While the authors demonstrate empirically that single-attempt success rates follow a heavy-tailed distribution, they do not provide a deeper theoretical justification for why this occurs in practice. They speculate that benchmark design and selection bias may contribute, but these points are not rigorously analyzed.

The best answer we can think of is that power law scaling emerges in a "Goldilocks zone" of problem difficulty. For heavy left-tails to appear, we need problems that are challenging but not impossible—difficult enough to require many attempts yet still solvable. This explains why we wouldn't observe power law scaling when applying state-of-the-art models like GPT-4.5 or Claude 3.7 Sonnet to relatively simple benchmarks like GLUE (too easy), nor when applying these same models to extremely difficult tasks like Millennium Prize problems (effectively impossible). The power law phenomenon manifests precisely in this intermediate difficulty range.

It is not clear to us what a more compelling or more rigorous investigation would look like. If you have suggestions, we would greatly appreciate them!

Thank you again for your insightful feedback, which will help strengthen both this work and our future research directions.

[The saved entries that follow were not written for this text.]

PR #891, opened 2019-02-01
hipcc defaults to HIP-Clang if built with HIP-Clang

aaronenyeshi:
Add HIP_COMPILER to hipConfig, so that HIP packages built with HIP_COMPILER for HIP-Clang will be known during runtime by hipcc. Also add default locations to check for llvm and device-libs.

### DIFF
--- a/bin/hipcc
+++ b/bin/hipcc
@@ -58,8 +58,8 @@ $HIPCC_LINK_FLAGS_APPEND=$ENV{'HIPCC_LINK_FLAGS_APPEND'};
 
 $HIP_PATH=$ENV{'HIP_PATH'} // dirname (dirname $0); # use parent directory of hipcc
 $HIP_VDI_HOME=$ENV{'HIP_VDI_HOME'};
-$HIP_CLANG_PATH=$ENV{'HIP_CLANG_PATH'};
-$DEVICE_LIB_PATH=$ENV{'DEVICE_LIB_PATH'};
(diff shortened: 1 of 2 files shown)


bin/hipcc
```diff
@@ -58,8 +58,8 @@ $HIPCC_LINK_FLAGS_APPEND=$ENV{'HIPCC_LINK_FLAGS_APPEND'};
 
 $HIP_PATH=$ENV{'HIP_PATH'} // dirname (dirname $0); # use parent directory of hipcc
 $HIP_VDI_HOME=$ENV{'HIP_VDI_HOME'};
-$HIP_CLANG_PATH=$ENV{'HIP_CLANG_PATH'};
-$DEVICE_LIB_PATH=$ENV{'DEVICE_LIB_PATH'};
+$HIP_CLANG_PATH=$ENV{'HIP_CLANG_PATH'} // "/opt/rocm/llvm/bin";
```
yxsamliu: these two lines will break HIP_VDI_HOME

we want HIP_VDI_HOME still works if it is set. see line 99-110 for its logic.

basically, HIP_VDI_HOME should override default clang path and dev lib path
HIP_CLANG_PATH and DEVICE_LIB_PATH will override HIP_VDI_HOME

aaronenyeshi: Okay I just changed it, thank you for catching that

aaronenyeshi:
Sorry, I missed a semi colon, I force pushed it back in for Jenkins tests. @yxsamliu Please review again, thanks

PR #910, opened 2019-02-08
hipcc should consume -mcode-object-v3 flag

aaronenyeshi:
Allow hipcc to accept the code-object-v3 flag, and pass it to clang. Some changes in clang upstream as well.


aaronenyeshi:
Please help merge this, as HIP Toolchain changes were made upstream: https://reviews.llvm.org/D57977

PR #911, opened 2019-02-08
Allow HIP_LIB_PATH to be overriden at the command line. Use HIP_LIB_P…

lmoriche:
…ATH for rpath instead of HIP_PATH/lib


aaronenyeshi:
I'm running into error:
`Use of uninitialized value $HIP_LIB_PATH in concatenation (.) or string at /opt/rocm/hip/bin/hipcc line 770.` 
In regular HIP/HCC use-case. Need to set a default value after VDI doesn't set one.

bin/hipcc
```diff
@@ -754,9 +757,9 @@ if ($setStdLib eq 0 and $HIP_PLATFORM eq 'hcc')
 
 if ($needHipHcc) {
     if ($linkType eq 0) {
```
yxsamliu: check if HIP_LIB_PATH is defined, if not set it to $HIP_PATH/lib here

PR #912, opened 2019-02-09
Remove C++ function templates for hipMalloc and hipHostMalloc

whchung:
This allows hipMalloc and hipHostMalloc be true C functions from application
perspective at compile time, so decltype(hipMalloc) and decltype(hipHostMalloc)
can be computed.

All HIP applications shall now correctly use C-style cast or reinterpret_cast
when invoking hipMalloc and hipHostMalloc.

### DIFF
--- a/include/hip/hip_runtime_api.h
+++ b/include/hip/hip_runtime_api.h
@@ -318,9 +318,13 @@ enum hipComputeMode {
  *
  * Perform automatic type conversion to eliminate need for excessive typecasting (ie void**)
  *
+ * __HIP_DISABLE_CPP_FUNCTIONS__ macro can be defined to suppress these
+ * wrappers. It is useful for applications which need to obtain decltypes of
+ * HIP runtime APIs.
+ *
  * @see hipMalloc
  */
-#ifdef __cplusplus
+#if defined(__cplusplus) && !defined(__HIP_DISABLE_CPP_FUNCTIONS__)
 template <class T>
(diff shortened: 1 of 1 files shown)


whchung:
This proposed patch is to address SWDEV-178514.

pfultz2:
I think this might break some users who are not using the `(void**)` casts. How about surrounding the code with `#ifdef __cplusplus` instead of deleting?

gargrahul:
@pfultz2 Current code already has `#ifdef __cplusplus' https://github.com/ROCm-Developer-Tools/HIP/blame/master/include/hip/hip_runtime_api.h#L323 and the purpose of this code was to avoid the void** casts as mentioned at https://github.com/ROCm-Developer-Tools/HIP/blame/master/include/hip/hip_runtime_api.h#L319

pfultz2:
I see.

> the purpose of this code was to avoid the void** casts as mentioned

Yes, but isn't it possible some users rely on this?

Perhaps, hip could do something like `#if defined(__cplusplus) && !defined(HIP_DISABLE_CPP_FUNCTIONS)` and then tensorflow/hip could add `-DHIP_DISABLE_CPP_FUNCTIONS` to the build to avoid these overloads?

whchung:
Will update this PR and add `HIP_DISABLE_CPP_FUNCTIONS` to the header file.

whchung:
ping

PR #915, opened 2019-02-13
consolidate thread local storage

jeffdaily:
Attempt to reduce the cost of `__tls_get_addr`.  Thread local storage can be expensive when used within a shared library, e.g., libhip_hcc.so.  Combine all thread local storage (TLS) variables into a single TLS struct accessed at most once per public HIP function.  Some internal functions are now macros.  Some internal functions now explicitly passed the TLS pointer.


src/hip_texture.cpp
```diff
@@ -381,7 +381,7 @@ hipError_t hipGetTextureObjectTextureDesc(hipTextureDesc* pTexDesc,
 }
 
 // Texture Reference APIs
-hipError_t ihipBindTextureImpl(int dim, enum hipTextureReadMode readMode, size_t* offset,
+hipError_t ihipBindTextureImpl(TlsData *tls, int dim, enum hipTextureReadMode readMode, size_t* offset,
```
mangupta: ```ihipBindTextureImpl``` is used by the cplusplus variants of ```hipBindTexture``` defined in include/hip/hcc_detail/hip_runtime_api.h. Hence this change breaks the unit test directed_test/texture/hipBindTexRef1DFetch.

src/hip_texture.cpp
```diff
@@ -519,12 +519,12 @@ hipError_t hipBindTexture2D(size_t* offset, textureReference* tex, const void* d
...
     HIP_INIT_API(hipBindTexture2D, offset, tex, devPtr, desc, width, height, pitch);
     hipError_t hip_status = hipSuccess;
-    hip_status = ihipBindTexture2DImpl(hipTextureType2D, hipReadModeElementType, offset, devPtr,
+    hip_status = ihipBindTexture2DImpl(tls, hipTextureType2D, hipReadModeElementType, offset, devPtr,
                                        desc, width, height, tex);
     return ihipLogStatus(hip_status);
 }
 
-hipError_t ihipBindTextureToArrayImpl(int dim, enum hipTextureReadMode readMode,
+hipError_t ihipBindTextureToArrayImpl(TlsData *tls, int dim, enum hipTextureReadMode readMode,
```
mangupta: ```ihipBindTextureToArrayImpl``` is used by the cplusplus variants of ```hipBindTextureToArrray``` defined in include/hip/hcc_detail/hip_runtime_api.h. Hence this change breaks the unit test directed_test/texture/hipTextureRef2D.

jeffdaily:
@mangupta related question.  For the cplusplus variants of these functions, why do they not call HIP_INIT_API?

mangupta:
> @mangupta related question. For the cplusplus variants of these functions, why do they not call HIP_INIT_API?
Definitely a bug. I'll raise a PR to fix that. Thanks for noticing it though.

jeffdaily:
@mangupta Let me fix the build/merge with latest master.

PR #921, opened 2019-02-18
Avoid including hc.hpp within program_state.hpp

whchung:
hc.hpp would open a plethora of weird issues in certain HIP applications such
as TensorFlow. Try stick with vanilla ROCR runtime API calls in this commit.


whchung:
The issue with `hc.hpp` seems a bit more bizarre and less easy to illustrate.

There are some other issues with HIP headers after changes proposed in this PR, this is easier to document:

TensorFlow is built with `-fno-exceptions`, and in `ELFIO` and `program_state.hpp` there are places where `try/catch` are used. We'll probably need to change them as macros which can be turned on/off at compile time.

PR #929, opened 2019-02-25
dlopen() fixes

AlexVlx:
This makes various internal structures which make up HIP's state be unique per shared object, and interposition free; it also moves initialisation to run time, cleaning up the kludgy static init related hacks. This makes HIP robust for cases where either its libraries or a library which includes HIP kernel dispatches is loaded at run time via e.g. `dlopen`.


whchung:
Perhaps a better subject than "Re-sync with upstream"?

AlexVlx:
@whchung that is a truly insightful review, I will not lie...

include/hip/hcc_detail/hip_runtime_api.h
```diff
@@ -35,11 +35,14 @@ THE SOFTWARE.
 #define GENERIC_GRID_LAUNCH 1
 #endif
 
+#include <hsa/hsa.h>
```
whchung: we are getting weird issues with this line running TF on CI. I'll try get more info on this.

include/hip/hcc_detail/hip_runtime_api.h
```diff
@@ -1363,6 +1371,61 @@ hipError_t hipMemcpyDtoHAsync(void* dst, hipDeviceptr_t src, size_t sizeBytes, h
 hipError_t hipMemcpyDtoDAsync(hipDeviceptr_t dst, hipDeviceptr_t src, size_t sizeBytes,
                               hipStream_t stream);
 
+__attribute__((visibility("hidden")))
```
whchung: inline?

include/hip/hcc_detail/hip_runtime_api.h
```diff
@@ -1363,6 +1371,61 @@ hipError_t hipMemcpyDtoHAsync(void* dst, hipDeviceptr_t src, size_t sizeBytes, h
...
+ * @param[out] devPtr - Pointer to a pointer to the memory referred to by the symbol
+ * @return #hipSuccess, #hipErrorNotInitialized, #hipErrorNotFound
+ *
+ *  @see hipGetSymbolSize, hipMemcpyToSymbol, hipMemcpyFromSymbol, hipMemcpyToSymbolAsync,
+ * hipMemcpyFromSymbolAsync
+ */
+inline
+__attribute__((visibility("hidden")))
+hipError_t hipGetSymbolAddress(void** devPtr, const void* symbolName) {
+    //HIP_INIT_API(hipGetSymbolAddress, devPtr, symbolName);
```
whchung: do we need `HIP_INIT_API` here? if not perhaps this line can be removed? same goes to the one in `hipGetSymbolSize`

src/hip_memory.cpp
```diff
@@ -955,37 +955,14 @@ hipError_t hipHostUnregister(void* hostPtr) {
     return ihipLogStatus(hip_status);
 }
 
-namespace {
-inline hipDeviceptr_t agent_address_for_symbol(const char* symbolName) {
```
whchung: @AlexVlx `agent_address_for_symbol()` is now removed, and we use `hipGetSymbolAddress()` instead, right?

include/hip/hcc_detail/hip_runtime_api.h
AlexVlx: I have no idea, since I have no idea what those macros are supposed to do (beyond being very noisy), but probably? However, I'm not going to sort out how to deal with all that noise in this particular iteration (and someone more familiar with the thing should do it anyway). So this should stay there as a reminder it's disabled for now.

include/hip/hcc_detail/hip_runtime_api.h
AlexVlx: I was under the impression that this was verified, which was the reason for asking for a PR...

include/hip/hcc_detail/program_state.hpp
```diff
@@ -93,16 +128,517 @@ class Kernel_descriptor {
...
+inline
+ELFIO::section* find_section_if(ELFIO::elfio& reader, P p) {
+    const auto it = std::find_if(
+        reader.sections.begin(), reader.sections.end(), std::move(p));
+
+    return it != reader.sections.end() ? *it : nullptr;
+}
+
+inline
+__attribute__((visibility("hidden")))
```
whchung: @AlexVlx could you say more about the rule for functions inside `hip_impl` namespace to carry `hidden` visibility or not? My understanding is that as long as they carry static data structures they are marked as hidden. Is this understanding correct?

AlexVlx: Yes, it is.

include/hip/hcc_detail/hip_runtime_api.h
whchung: it could be an environment issue. don't worry about it too much (yet)

include/hip/hcc_detail/hip_runtime_api.h
yxsamliu: I think the inline implementation of these functions are for HIP/HCC runtime only. Since this header file is shared between HIP/VDI runtime and HIP/HCC runtime, it is better to move them to a separate header file, e.g. hip_module_hcc.hpp. Then add conditions, e.g.

`
#if __hcc__
#include "hip_module_hcc.hpp"
#else
// keep original declarations 
#endif
`

include/hip/hcc_detail/hip_runtime_api.h
gargrahul: HIP_INIT_API is called from all hip (public) APIs for initializing hip. This behavior is needed to match CUDA runtime APIs.

include/hip/hcc_detail/hip_runtime_api.h
```diff
@@ -1387,35 +1450,36 @@ hipError_t hipMemcpyDtoDAsync(hipDeviceptr_t dst, hipDeviceptr_t src, size_t siz
...
-                             size_t offset __dparm(0), hipMemcpyKind kind __dparm(hipMemcpyHostToDevice));
+inline
+__attribute__((visibility("hidden")))
+hipError_t hipMemcpyToSymbol(const void* symbolName, const void* src,
+                             size_t sizeBytes, size_t offset __dparm(0),
+                             hipMemcpyKind kind __dparm(hipMemcpyHostToDevice)) {
+    if (!symbolName) return hipErrorInvalidSymbol;
 
+    hipDeviceptr_t dst = NULL;
+    hipGetSymbolAddress(&dst, (const char*)symbolName);
```
gargrahul: HIP API calling another HIP API isn't a good idea. This should be modified to use an ihipGetSymbolAddress.

include/hip/hcc_detail/hip_runtime_api.h
```diff
@@ -1387,35 +1450,36 @@ hipError_t hipMemcpyDtoDAsync(hipDeviceptr_t dst, hipDeviceptr_t src, size_t siz
...
  * hipMemcpyFromSymbolAsync
  */
-hipError_t hipMemcpyToSymbol(const void* symbolName, const void* src, size_t sizeBytes,
-                             size_t offset __dparm(0), hipMemcpyKind kind __dparm(hipMemcpyHostToDevice));
+inline
+__attribute__((visibility("hidden")))
+hipError_t hipMemcpyToSymbol(const void* symbolName, const void* src,
+                             size_t sizeBytes, size_t offset __dparm(0),
+                             hipMemcpyKind kind __dparm(hipMemcpyHostToDevice)) {
+    if (!symbolName) return hipErrorInvalidSymbol;
```
gargrahul: HIP_INIT_API should be used here?

include/hip/hcc_detail/hip_runtime_api.h
```diff
@@ -2379,11 +2576,20 @@ hipError_t hipFuncGetAttributes(hipFuncAttributes* attr, const void* func);
  *
  * @returns hipSuccess, hipErrorInvalidValue, hipErrorNotInitialized
  */
-hipError_t hipModuleGetGlobal(hipDeviceptr_t* dptr, size_t* bytes, hipModule_t hmod,
-                              const char* name);
+inline
+__attribute__((visibility("hidden")))
+hipError_t hipModuleGetGlobal(hipDeviceptr_t* dptr, size_t* bytes,
+                              hipModule_t hmod, const char* name) {
+    if (!dptr || !bytes) return hipErrorInvalidValue;
```
mangupta: HIP_INIT_API()...

include/hip/hcc_detail/hip_runtime_api.h
```diff
@@ -2368,6 +2468,103 @@ hipError_t hipModuleGetFunction(hipFunction_t* function, hipModule_t module, con
...
+hsa_agent_t this_agent();
+
+inline
+__attribute__((visibility("hidden")))
+hipError_t read_agent_global_from_module(hipDeviceptr_t* dptr, size_t* bytes,
+                                         hipModule_t hmod, const char* name) {
+    // the key of the map would the hash of code object associated with the
+    // hipModule_t instance
+    static std::unordered_map<
+        std::string, std::vector<Agent_global>> agent_globals;
```
scchan: Could we only expose a static object that manages the lifetime of these globals in this header and move/hide all the implementation details in a .cpp file?  One motivation is shielding the algorithm from hazardous C++ environment of some users because this code would get generated during HIP's build rather than in the user environment.  As a bonus it would reduce compilation time of user applications and produce smaller code size.

src/hip_hcc.cpp
```diff
@@ -2460,3 +2461,28 @@ hipError_t hipHccGetAcceleratorView(hipStream_t stream, hc::accelerator_view** a
 
 //// TODO - add identifier numbers for streams and devices to help with debugging.
 // TODO - add a contect sequence number for debug. Print operator<< ctx:0.1 (device.ctx)
+
+namespace hip_impl {
+    std::vector<hsa_agent_t> all_hsa_agents() {
```
scchan: The caller of this function is in a header and it could be problematic to some user environment if the header and the source have a different implementation of std::vector for some reason...

include/hip/hcc_detail/hip_runtime_api.h
AlexVlx: That's a brilliant idea and you should absolutely pursue it as a further development. Lots of bonuses, as you've observed!

src/hip_hcc.cpp
AlexVlx: You have more problems than that if for some reason you are mixing implementations of std::vector...

include/hip/hcc_detail/hip_runtime_api.h
```diff
@@ -1442,14 +1506,50 @@ hipError_t hipGetSymbolSize(size_t* size, const void* symbolName);
  * hipMemcpyFromArrayAsync, hipMemcpy2DFromArrayAsync, hipMemcpyToSymbolAsync,
  * hipMemcpyFromSymbolAsync
  */
-hipError_t hipMemcpyToSymbolAsync(const void* symbolName, const void* src, size_t sizeBytes,
-                                  size_t offset, hipMemcpyKind kind, hipStream_t stream __dparm(0));
+inline
+__attribute__((visibility("hidden")))
+hipError_t hipMemcpyToSymbolAsync(const void* symbolName, const void* src,
```
scchan: Implementing the hipMemcpyToSymbol* APIs as inline functions in a header won't work with the dlsym() use case that some users are asking for, can this be moved into a .cpp file?

include/hip/hcc_detail/hip_runtime_api.h
scchan: I'm not suggesting we do this in this PR but is there any architecture assumption made that would prevent moving all the machinery into a .cpp file impossible?

mangupta:
Merging this in with the following caveats:
* We need a follow on patch that fixes issues this PR introduces in HIP/VDI (if any).
* We need a follow on patch that addresses the HIP init issue and nested calls to HIP APIs.

include/hip/hcc_detail/hip_runtime_api.h
scchan: `hipLaunchKernelGGL` not calling `HIP_INIT_API` is serious issue.  I think it might be reason why HIP is broken if the HCC runtime is set to lazy init.  Could we prioritize on fixing the `HIP_INIT_API` issue?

Thank you for your thorough and thoughtful review of our work. We will correct the typo you identified in line 255, changing "Kuamraswamy" to "Kumaraswamy." We address other points below:

Origins of Heavy Left Tailed Distributions

The brief discussion of benchmark design and selection bias could be expanded.

Your explanation focuses on the statistical properties of problem distributions that lead to power laws. Could you elaborate on potential causal factors that might create these heavy-tailed distributions in natural language tasks?

If our paper is accepted, we will use the additional page in our camera-ready version to expand on benchmark design and selection bias as factors leading to heavy-tailed distributions. Your question about causal factors creating these distributions touches on an important insight: power law scaling emerges in a "Goldilocks zone" of problem difficulty. For heavy left-tails to appear, we need problems that are challenging but not impossible—difficult enough to require many attempts yet still solvable. This explains why we wouldn't observe power law scaling when applying state-of-the-art models like GPT-4.5 or Claude 3.7 Sonnet to relatively simple benchmarks like GLUE (too easy), nor when applying these same models to extremely difficult tasks like Millennium Prize problems (effectively impossible). The power law phenomenon manifests precisely in this intermediate difficulty range.

If you can think of a more rigorous way to investigate causal factors, we would welcome your suggestions!

The empirical analyses are limited to specific model families and benchmarks. Verification across a broader range of models and tasks would strengthen generalizability.

We agree that verification across a wider range of models and tasks would strengthen generalizability. We relied on existing datasets from Brown et al. (2024) and Hughes et al. (2024) because generating 10,000+ attempts per model per problem involves substantial computational costs, e.g., drawing 10k attempts from 10 models across 5 benchmarks with 100 problems each would require 50 million samples. While computational constraints limited the scope of our current study, we view this as an important direction for future work and are exploring more efficient experimental designs to validate our theoretical framework more broadly.

Dark Matter of Neural Scaling Laws

Regarding your question about the "dark matter" of neural scaling laws, this is indeed the focus of our ongoing follow-up work! The experimental approach involves training numerous small models on scaling ladders and running scaling predictions in reverse to identify deviations from expected power law functional fits. This allows us to fit more complex functional forms and better understand deviations. We're particularly excited about this direction because experimenting with small models enables cheaper and faster iteration, but is currently not useful because extremely small models are poorly predictive of massive models. If we can figure out the appropriate scaling corrections, this would accelerate experimentation with larger models.

Thank you again for your insightful comments and strong support for our work.